In this month’s issue, we report on the latest evolution of a company that has become synonymous with the amusement machine industry, H. Betti Industries, on the event of the company’s 80th anniversary. We have published multiple anniversaries of the Betti dynasty through the years, and in preparing to write this year’s update, I had the pleasure of working my way through several of those histories. The experience proved to be enlightening.

Betson is a dominant player in the amusement market, no doubt. What’s interesting to note is how the company got there, and how it has remained on top through successive decades. Founder Humbert Betti got his start in the food service industry, selling ice cream in the United Kingdom and then later opened a restaurant and bar in Manhattan. But he spotted a growth trend when he placed his first jukebox, following that opportunity by building out an impressive route of more than 7,000 pieces in New York and New Jersey.

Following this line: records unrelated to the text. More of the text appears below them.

PR #1018, opened 2025-06-27
Stateful test for parallel sessions

dcherian:
Looks like it's catching a version of that bug.

```
E           Falsifying example:
E           state = SerialParallelStateMachine()
E           forking with pickle
E           state.fork_pickle()
E           merging forks to base session, merging 1→2→parallel
E           state.merge(two_to_one=False)
E           forking with pickle
E           state.fork_pickle()
E           merging forks to base session, merging 1→2→parallel
E           state.merge(two_to_one=False)
E           Draw 1: int8(1)
E           Adding array:  path='00'  shape=(1, 1, 1)  chunks=(1, 1, 1)
E           state.add_array(array_and_chunks=(array([[[0]]], dtype=int8), (1, 1, 1)), data=data(...), name='00')
E           Draw 2: int8(0)
E           Adding array:  path='0'  shape=(1,)  chunks=(1,)
E           state.add_array(array_and_chunks=(array([0], dtype=int8), (1,)), data=data(...), name='0')
E           forking with pickle
E           state.fork_pickle()
E           Draw 3: '00'
E           Draw 4: '0/0/0'
E           deleting chunk path='00/c/0/0/0'
E           Draw 5: ('parallel', <icechunk.session.Session object at 0x11476e570>)
E           executing on parallel
E           state.delete_chunk(data=data(...))
E           merging forks to base session, merging 1→2→parallel
E           state.merge(two_to_one=False)
E           verifying all arrays
E           state.verify_all_arrays()
E           state.teardown()
```

### DIFF
--- a/icechunk-python/python/icechunk/testing/strategies.py
+++ b/icechunk-python/python/icechunk/testing/strategies.py
@@ -41,3 +41,42 @@ def splitting_configs(
                 key: draw(st.integers(min_value=1, max_value=size + 10))
             }
     return ic.ManifestSplittingConfig.from_dict(config_dict)  # type: ignore[attr-defined, no-any-return]
+
+
+@st.composite
+def chunk_coordinates(draw: st.DrawFn, numblocks: tuple[int, ...]) -> tuple[int, ...]:
+    return draw(
+        st.tuples(*tuple(st.integers(min_value=0, max_value=b - 1) for b in numblocks))
+    )
+
+
+@st.composite
+def chunk_slicers(
+    draw: st.DrawFn, numblocks: tuple[int, ...], chunk_shape: tuple[int, ...]
+) -> tuple[slice, ...]:
+    return tuple(
+        (
+            slice(coord * size, coord + 1 * size)
+            for coord, size in zip(
+                draw(chunk_coordinates(numblocks)), chunk_shape, strict=False
+            )
+        )
+    )
+
+
+@st.composite
+def chunk_paths(draw: st.DrawFn, numblocks: tuple[int, ...]) -> str:
+    blockidx = draw(chunk_coordinates(numblocks))
+    return "/".join(map(str, blockidx))
+
+
+@st.composite
+def chunk_directories(draw: st.DrawFn, numblocks: tuple[int, ...]) -> str:
+    ndim = len(numblocks)
+    blockidx = draw(chunk_coordinates(numblocks))
+    subset_slicer = (
+        slice(draw(st.integers(min_value=0, max_value=ndim)))
+        if draw(st.booleans())
+        else slice(None)
+    )
+    return "/".join(map(str, blockidx[subset_slicer]))
--- a/icechunk-python/tests/test_stateful_parallel_sessions.py
+++ b/icechunk-python/tests/test_stateful_parallel_sessions.py
@@ -1,0 +1,232 @@
+import datetime
+import pickle
+from collections.abc import Callable
+from typing import Any
+
+import hypothesis.extra.numpy as npst
+import numpy as np
+import numpy.testing as npt
+from hypothesis import assume, note, settings
+from hypothesis import strategies as st
+from hypothesis.stateful import RuleBasedStateMachine, precondition, rule
+
+import icechunk as ic
+import icechunk.testing.strategies as icst
+import zarr
+import zarr.testing.strategies as zrst
+from icechunk.distributed import merge_sessions
+from zarr.abc.store import Store
+from zarr.testing.stateful import SyncStoreWrapper
+
+zarr.config.set({"array.write_empty_chunks": True})
+
+
+def simple_dtypes() -> st.SearchStrategy[np.dtype[Any]]:
+    return npst.integer_dtypes(endianness="=") | npst.floating_dtypes(endianness="=")
+
+
+class SerialParallelStateMachine(RuleBasedStateMachine):
+    """
+    This stateful test asserts that two stores :
+    1. one on which all actions are executed in serial
+    2. one on which those same actions may be executed on the parent session,
+       or on forks. Importantly, forks may be created with a 'dirty' state.
+
+    To model this we use the same repo with two branches.
+    """
+
+    def __init__(self) -> None:
+        super().__init__()
+
+        self.storage = ic.local_filesystem_storage(
+            f"tmp/icechunk_parallel_stateful/{str(datetime.datetime.now()).split(' ')[-1]}"
+        )
+        self.repo = ic.Repository.create(self.storage)
+        self.repo.create_branch("parallel", self.repo.lookup_branch("main"))
+
+        # TODO: should this just be Zarr memory store instead?
+        #       are version control ops on the serial store useful?
+        self.serial = self.repo.writable_session("main")
+        self.parallel = self.repo.writable_session("parallel")
+
+        self.fork1: ic.Session | None = None
+        self.fork2: ic.Session | None = None
+
+        self.has_changes = False
+        self.all_arrays: set[str] = set()
+
+    def has_forks(self) -> bool:
+        return self.fork1 is not None and self.fork2 is not None
+
+    @precondition(lambda self: not self.has_forks())
+    @rule(
+        data=st.data(),
+        name=zrst.node_names,
+        array_and_chunks=zrst.np_array_and_chunks(
+            arrays=npst.arrays(simple_dtypes(), npst.array_shapes())
+        ),
+    )
+    def add_array(
+        self,
+        data: st.DataObject,
+        name: str,
+        array_and_chunks: tuple[np.ndarray[Any, Any], tuple[int, ...]],
+    ) -> None:
+        array, _ = array_and_chunks
+        # TODO: support size-0 arrays GH392
+        assume(array.size > 0)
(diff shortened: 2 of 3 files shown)


icechunk-python/tests/test_stateful_parallel_sessions.py
```diff
@@ -0,0 +1,232 @@
...
+        note("committing both sessions")
+        self.serial.commit("foo")
+        self.parallel.commit("foo")
+
+        self.serial = self.repo.writable_session("main")
+        self.parallel = self.repo.writable_session("parallel")
+
+    # @precondition(lambda self: self.has_forks())
+    # @rule(commit_fork1_first=st.booleans())
+    # def commit_on_forks(self, commit_fork1_first: bool):
```
dcherian: This seems hard. I think we might need a different test that exercises `rebase`

icechunk-python/tests/test_stateful_parallel_sessions.py
```diff
@@ -0,0 +1,232 @@
...
+            merge_sessions(self.parallel, self.fork1)
+        else:
+            note("merging forks to base session, merging 1→2→parallel")
+            merge_sessions(self.fork2, self.fork1)
+            merge_sessions(self.parallel, self.fork2)
+
+        self.fork1 = None
+        self.fork2 = None
+
+    @precondition(lambda self: not self.has_forks() and self.has_changes)
```
dcherian: this is basically saying we expect the user to fork, merge, and then commit the "base" `parallel` session

icechunk-python/tests/test_stateful_parallel_sessions.py
```diff
@@ -0,0 +1,232 @@
...
+                store=store,
+                fill_value=fill_value,
+                zarr_format=3,
+                dimension_names=None,
+            )
+        self.all_arrays.add(name)
+
+    @precondition(lambda self: bool(self.all_arrays))
+    @rule(data=st.data())
+    def write_chunk(self, data: st.DataObject) -> None:
```
dcherian, line 96: This is problematic. We could draw the same path on two draws which would model the case where parallel writers write to the same chunk and behaviour is undefined. I guess I can filter on chunk paths not in `self.serial.status().updated_chunks[array]`

icechunk-python/tests/test_stateful_parallel_sessions.py
```diff
@@ -0,0 +1,232 @@
...
+        self.fork2 = None
+
+    @precondition(lambda self: not self.has_forks() and self.has_changes)
+    def commit(self) -> None:
+        note("committing both sessions")
+        self.serial.commit("foo")
+        self.parallel.commit("foo")
+
+        self.serial = self.repo.writable_session("main")
+        self.parallel = self.repo.writable_session("parallel")
```
dcherian, line 212: I should `verify_all_arrays` here because we expect the state on `main` and `parallel` to be identical after committing.

dcherian: `verify_all_arrays` is now an invariant so it gets run after `commit` always

icechunk-python/tests/test_stateful_parallel_sessions.py
dcherian: Now we track state to make sure this doesn't happen. More important given #1815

The patriarch ultimately retired to Italy, leaving the company under the leadership of his son Bert Betti. But Humbert Betti promptly started exporting slate for pool tables back to the U.S., sowing the seed that was to become the sizeable supply house Imperial International. When the time was right, the company jumped into game distribution, starting with pool tables and growing from there. By the time the new “Betson” hit its stride as a distributor in the late 1970s, the amusement game boom was underway.

In later years, they teamed up with suppliers to offer proprietary product including Elaut cranes and more recently video games from Raw Thrills and Play Mechanix. In the last half decade, the company has embraced the rise of the FEC, developing expertise in providing games and other services to the burgeoning family fun center industry.

“The business began to morph around 2006, and the FEC really boomed after the big bust, the Financial Crisis of 2008, because a lot of real estate became affordable and the owners of the buildings, many of them former big box stores, were looking for ways to exploit or capitalize on their property,” explained today’s H. Betti Chairman Peter Betti. “The coin-operated experience is viewed as being part of a broader entertainment experience. You can’t have a freestanding arcade these days. The revenues don’t really justify it.”

The flexibility required to make these necessary adjustments is one of the keys to the firm’s success over eight decades. Landscapes change, trends come and go and the fundamentals of a marketplace inevitably shift over time. Success in one era, using one particular mode of doing business, is no guarantee of ongoing success as things change over time. In fact, success in one era can hinder the ability of a business to change and adapt. It can be hard for one that did well in the past to abandon that successful formula in the future.

That’s all the more reason to sing the praises of H. Betti Industries, which despite its substantial size and past successes, has remained nimble enough to respond quickly to a changed world. So we tip our hat in salute. Happy anniversary.